Many artists opt for Vimeo’s curated video lists over YouTube’s mass appeal. Powerful tools like wikipedia are used for specialized variety: whether for science, video games, or even the television show LOST. Where would these projects be if we had a single, protected monopoly for digital video sharing or encyclopedias?
The power of the projects is based on consent. People are free to pursue alternatives – and they are free to build alternatives of their own.
Wikipedia and YouTube are platforms for community. People are free to find others with shared interests, and to enjoy the rich diversity of the world.
But people must consent to take part in these projects. The creativity behind these projects — and true community itself — cannot be coerced.
Consent and variety restrains the abuses of monopoly – it keeps our institutions in line. Indeed, these projects are the expression of an alternative to the monopoly paradigm, innovators moved into these areas and changed them because people were free to challenge them. Encyclopedia Britannica was not a protected monopoly — and we are better off for it.
People were free to leave, to stop purchasing some services and find something new: to revoke their consent. Entrepreneurs were free to build alternatives.
21st century entrepreneurship has shown the power of a paradigm of consent: free entry, free human association, wide spread collaboration, and democratizing the tools for creation, whether in media, or teaching, or art.
This same spirit of openness and change must be extended to the areas which remain monopolized.
Imagining a world where our biggest monopolies are challenged can be difficult, because we begin to take them for granted. They are entrenched, and a world beyond them seems impossible. Our biases work against us, and we must overcome them.
It’s useful to imagine all human organizations – clubs, businesses, governments – as all part of the same category: ‘firms’. The word ‘firm’ is usually reserved for businesses, but the guiding principle for a business or government or charity is basically the same — people organizing together to get things done. These are firms: people coming together to accomplish things.
We want law that protects human rights and helps people cooperate, so we want to form a good ‘governance firm.’ We want to help the homeless so we form a ‘charity firm.’ We want to make a million bucks, so we form a start-up ‘business firm.’
While we may have explicit ‘shares’ in a business, we all have social shares in the patchwork of firms that fill our lives. These firms come in a huge variety. Some let us vote for CEOS and policies (or politicians and programs). Others leave many decisions to experts or appointed boards. Most are somewhere in-between.
Different situations call for different firms, and just as a giant corporation is not the ideal solution to all business challenges, a giant nation-state with one-size-fits-all electoral politics, or a one-size-fits-all legal system, or a one-size-fits-all education may not be either. We want consent and variety in our firms.
All of our firms must be kept in line. We have the power to easily exit some, like walking away from Apple and becoming a PC customer. Others are very costly to exit, like your local cable company firm, or the city-firm called New York, or the massive federalist-firm called the USA. Others are even impossible to exit, like the governance-firm called North Korea.

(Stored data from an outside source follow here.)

PR #58, opened 2023-12-13
Adds optimizations to the UCX DTL to improve performance

ilumsden:
This PR adds optimizations to the UCX DTL to improve DYAD's performance. Currently, the optimizations that will be added are:
1. Allocating memory buffers using UCX
2. Running a warmup communication with self to help initialize UCX components
3. Cache UCX endpoints in server to minimize the number of connection establishments required

PR #73, opened 2024-01-21
DTL merge conflct resolution

JaeseungYeom:
PR #58 has been diverged from the main branch due to recent CMake-based refactoring as well as file locking and reinitialization features.

This PR is to resolve the merge conflicts.


src/dyad/common/dyad_flux_log.h
```diff
@@ -7,15 +7,57 @@
...
+     fflush (stdout))
+#define DYAD_LOG_ERR(dyad_ctx, ...)  \
+    (fprintf (stderr, __VA_ARGS__),  \
+     fflush (stderr))
+#define FLUX_LOG_INFO(flux_ctx, ...) \
+    (fprintf (stdout, __VA_ARGS__),  \
+     fflush (stdout))
+#define FLUX_LOG_ERR(flux_ctx, ...)  \
+    (fprintf (stderr, __VA_ARGS__),  \
+     fflush (stderr))
```
JaeseungYeom, line 53: Multiple statements substituted by a macro should be grouped as one. Otherwise, it can be misused.
e.g.,
```
#MACRO_FUNC() statement1; statement2

if (CHK)
   MACRO_FUNC();
```
There are multiple options. I tried "(st1, st2)" option here but if this does not work try "do {st1; st2} while(0)"

src/dyad/core/dyad_core.c
```diff
@@ -4,17 +4,17 @@
...
-
 #include <dyad/core/dyad_envs.h>
 #include <dyad/dtl/dyad_dtl_impl.h>
-#include <dyad/common/dyad_flux_log.h>
+#include <dyad/perf/dyad_perf.h>
 #include <dyad/utils/murmur3.h>
 #include <dyad/utils/utils.h>
+#include <libgen.h>
+#include <unistd.h>
+#include <fcntl.h>
```
JaeseungYeom, line 16: I like the ordering of headers you are exercising here. including from specific to generic c headers.

src/dyad/core/dyad_core.c
```diff
@@ -57,16 +58,8 @@ static int gen_path_key (const char* str,
...
-                                       104683u,
-                                       104693u,
-                                       104701u,
-                                       104707u,
-                                       104711u,
-                                       104717u,
-                                       104723u,
-                                       104729u};
+    static const uint32_t seeds[10] =
+        {104677u, 104681u, 104683u, 104693u, 104701u, 104707u, 104711u, 104717u, 104723u, 104729u};
```
JaeseungYeom, line 62: I always have been wondering why you made this a multi-line statement or more than 2 lines. Now, it is better.

src/dyad/core/dyad_core.c
```diff
@@ -35,6 +35,7 @@
 const struct dyad_ctx dyad_ctx_default = {
     NULL,   // h
     NULL,   // dtl_handle
+    NULL,   // perf_handle
```
JaeseungYeom, line 38: will have to check if python API is up-to-date regarding this.

src/dyad/core/dyad_core.c
```diff
@@ -152,15 +153,16 @@ DYAD_CORE_FUNC_MODS dyad_rc_t publish_via_flux (const dyad_ctx_t* restrict ctx,
         goto publish_done;
     }
     rc = DYAD_RC_OK;
+kvs_transaction_create_and_pack_region_finish:;
```
JaeseungYeom, line 156: goto target lables should ends with :; instead of : to avoid compiler warning with certain compilers. I added ';'. through out the PR.

src/dyad/core/dyad_core.c
```diff
@@ -470,15 +474,17 @@ get_done:;
...
     DYAD_LOG_INFO (ctx, "Destroy the Flux future for the RPC\n");
     flux_future_destroy (f);
+    DYAD_PERF_REGION_END (ctx->perf_handle, "dyad_get_data");
     return rc;
 }
 
 DYAD_CORE_FUNC_MODS dyad_rc_t dyad_cons_store (const dyad_ctx_t* restrict ctx,
                                                const dyad_metadata_t* restrict mdata,
                                                int fd, const size_t data_len,
-                                               const char* restrict file_data)
```
JaeseungYeom, line 481: This should not be const here. I corrected.

src/dyad/core/dyad_core.c
```diff
@@ -955,18 +984,22 @@ dyad_rc_t dyad_consume (dyad_ctx_t* ctx, const char* fname)
...
-        free ((void*) file_data);
+        ctx->dtl_handle->return_buffer (ctx->dtl_handle, (void**)&file_data);
     }
     // Set reenter to true to allow additional intercepting
     ctx->reenter = true;
     return rc;
 }
 
-int dyad_finalize (dyad_ctx_t** ctx)
+dyad_rc_t dyad_finalize (dyad_ctx_t** ctx)
```
JaeseungYeom, line 994: good catch

src/dyad/core/dyad_core.c
```diff
@@ -516,7 +523,8 @@ DYAD_CORE_FUNC_MODS dyad_rc_t dyad_cons_store (const dyad_ctx_t* restrict ctx,
     }
     rc = DYAD_RC_OK;
 
-pull_done:
+pull_done:;
```
JaeseungYeom, line 526: We restructured consumer core code to use file locking. file_data is deallocated at consume_done rather than pull_done

src/dyad/core/dyad_core.h
```diff
@@ -35,26 +35,29 @@
...
-    uint32_t rank;                // Flux rank for DYAD
-    uint32_t service_mux;         // Number of Flux brokers sharing node-local storage
-    uint32_t node_idx;            // Index of the node hosting broker(s)
-    int pid;                      // unix process id, obtained by getpid()
-    char* kvs_namespace;          // Flux KVS namespace for DYAD
-    char* prod_managed_path;      // producer path managed by DYAD
-    char* cons_managed_path;      // consumer path managed by DYAD
+    flux_t* h;                      // the Flux handle for DYAD
+    struct dyad_dtl* dtl_handle;    // Opaque handle to DTL info
+    struct dyad_perf* perf_handle;  // Opaque handle to performance measurement tools
```
JaeseungYeom, line 46: Added by Ian

src/dyad/core/dyad_core.h
```diff
@@ -35,26 +35,29 @@
...
+    bool check;                     // if true, perform some check logging
+    bool reenter;                   // if false, do not recursively enter DYAD
+    bool initialized;               // if true, DYAD is initialized
+    bool shared_storage;            // if true, the managed path is shared
+    unsigned int key_depth;         // Depth of bins for the Flux KVS
+    unsigned int key_bins;          // Number of bins for the Flux KVS
+    uint32_t rank;                  // Flux rank for DYAD
+    uint32_t service_mux;           // Number of Flux brokers sharing node-local storage
+    uint32_t node_idx;              // Index of the node hosting broker(s)
+    int pid;                        // unix process id, obtained by getpid()
```
JaeseungYeom, line 57: Added by me just FYI

src/dyad/core/dyad_core.c
```diff
@@ -427,7 +432,7 @@ DYAD_CORE_FUNC_MODS dyad_rc_t dyad_get_data (const dyad_ctx_t* ctx,
         goto get_done;
     }
     DYAD_LOG_INFO (ctx, "Establish DTL connection with DYAD module");
-    rc = ctx->dtl_handle->establish_connection (ctx->dtl_handle, DYAD_COMM_RECV);
+    rc = ctx->dtl_handle->establish_connection (ctx->dtl_handle);
```
JaeseungYeom, line 435: This is the major change. With the new DTL interface, DYAD_COMM_RECV is set at initialization. So, it does not need to be passed here.

src/dyad/core/dyad_core.c
```diff
@@ -608,24 +629,26 @@ dyad_rc_t dyad_init (bool debug,
...
-        return DYAD_RC_NOCTX;
+        rc = DYAD_RC_NOCTX;
+        goto init_region_finish;
     }
     strncpy ((*ctx)->kvs_namespace, kvs_namespace, namespace_len + 1);
     // Initialize the DTL based on the value of dtl_mode
     // If an error occurs, log it and return an error
     FLUX_LOG_INFO ((*ctx)->h, "DYAD_CORE: inintializing DYAD DTL");
-    rc = dyad_dtl_init (&(*ctx)->dtl_handle, dtl_mode, (*ctx)->h, (*ctx)->debug);
+    rc = dyad_dtl_init (&(*ctx)->dtl_handle, dtl_mode, DYAD_COMM_RECV, (*ctx)->h, (*ctx)->debug, (*ctx)->perf_handle);
```
JaeseungYeom, line 648: Initialization with the extra argument, DYAD_COMM_RECV, of the new API.

src/dyad/modules/dyad.c
```diff
@@ -164,21 +185,32 @@ dyad_fetch_request_cb (flux_t *h, flux_msg_handler_t *w, const flux_msg_t *msg,
...
+        DYAD_PERF_REGION_END (ctx->perf_handle, "dyad_server_read_data");
         goto fetch_error;
     }
-    if ((inlen = read_all (fd, &inbuf)) < 0) {
+    FLUX_LOG_INFO (h, "Getting file size");
+    file_size = get_file_size (fd);
+    FLUX_LOG_INFO (h, "Getting buffer for reading the file");
+    rc = ctx->dtl_handle->get_buffer (ctx->dtl_handle, file_size, &inbuf);
+    FLUX_LOG_INFO (h, "Reading file data into buffer");
+    if ((inlen = read (fd, inbuf, file_size)) < 0) {
```
JaeseungYeom, line 201: I change the call to your version of `read_all()` to `read()`. So, there is no need to change `read_all.{h,c}`
In fact, the error semantic of the function was incorrect.

src/dyad/common/dyad_flux_log.h
```diff
@@ -7,15 +7,57 @@
...
 #endif
 
+// clang-format off
 #include <sys/types.h>
-#include <unistd.h>
+#ifdef __cplusplus
+#include <cstdio>
+#else
+#include <stdio.h>
+#endif
```
JaeseungYeom, line 16: replaced `#include <stdio.h>` with these lines

JaeseungYeom (commented):
Take a look.

JaeseungYeom:
Will need to find a way not to explicitly pass the perf handle.
Profiling should avoid adding extra overhead as much as possible however small that will be.

JaeseungYeom:
I had to change `perf_handle` to `self->perf_handle` in line 812 of `src/dyad/dtl/ucx_dtl.c` to build.

hariharan-devarajan:
@JaeseungYeom why can't we use DYAD ctx everywhere and have these kinds of optional args in there?

hariharan-devarajan:
The way we do signature for logging and profiling it is not very easy to extend. I feel we should have an internal ctx to functions and pass it to all functions. Including logging and profiling

JaeseungYeom:
> The way we do signature for logging and profiling it is not very easy to extend. I feel we should have an internal ctx to functions and pass it to all functions. Including logging and profiling

We can discuss this All those user facing options are directly used by the runtime. But there will be things that are used by the runtime while not being visible to users.

JaeseungYeom:
@hariharan-devarajan is working on fixing the bug in module's argparse.

- The header is indirectly included from perf. Perf should not be included when profiling is off.
- "flux/optparse.h" does not seem portable. I think we either embed the CRAN code as base64 or use a standard library. e.g., C getopt or boost program_options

We want a world full of firms that create lots of value for their members: whether this is a great ‘social-club firm’ like a cool bar, an innovative ‘business firm’ like Vimeo, or a just and humane ‘governance firm’. Firms create value by providing environments for human living and development, as well as products for people to enjoy.
Thinking of all these organizations as firms helps strip away ideology and partisanship from the debate as to how to build a better world. We can refocus on what works: what firms and models bring value and meaning into the lives of its members?
Would you live in a city operated by your favorite charity? Would you live in a country operated by Apple? Would you go to a social club started by Twitter? Would you work in a business run by North Korea? Would you go to a school run by Google?
Using our new frame, Denmark looks like a productive and humane, but exclusive country-club firm, where Danes take care of Danes with generous subsidiary organizations like social safety nets. North Korea looks like an abusive monopoly that hems in its customers and creates little value for those within.
Successful shopping malls or hotels look like tiny, efficient nations with rules and public services all their own (think of an elevator like a vertical subway!). Some cutting-edge businesses bring social-service environments with gyms, free lectures, healthy food choices, and sub-communities to enhance the lifestyle of their members.
Most firms are in-between. Some governance-firms provide their customers/members with a legal system that protects free speech well but may not protect property. Others do a great job building parks or roads for their members. Some, looking tragically like an unaccountable Hollywood Villain-firm, do neither.
Thinking of all our organizations as firms helps open our eyes to a world of possibility. What can we borrow from innovative business-firms to bring into governance-firms? If we worry about monopolies in markets, should we worry about monopolies in law and community? Can cities (‘urban firms’) be run like a business? Can schools be run like a fun social club? Can social clubs be run like a good school?
Only by clearing the way for radical social entrepreneurs, can we discover what works. Only through creativity and innovation in every area of human life can we challenge monopolies and build a better world for all.